WHAT YOU NEED TO DO —
Send back every record exactly.

#####

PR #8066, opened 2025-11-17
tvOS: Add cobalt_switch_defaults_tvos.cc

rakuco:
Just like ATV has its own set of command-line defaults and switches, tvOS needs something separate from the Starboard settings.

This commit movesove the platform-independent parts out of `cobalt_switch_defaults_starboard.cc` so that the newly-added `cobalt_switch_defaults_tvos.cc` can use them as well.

#####

ANSWER TO THE EXERCISE —
PR #8066, opened 2025-11-17
tvOS: Add cobalt_switch_defaults_tvos.cc

rakuco:
Just like ATV has its own set of command-line defaults and switches, tvOS needs something separate from the Starboard settings.

This commit movesove the platform-independent parts out of `cobalt_switch_defaults_starboard.cc` so that the newly-added `cobalt_switch_defaults_tvos.cc` can use them as well.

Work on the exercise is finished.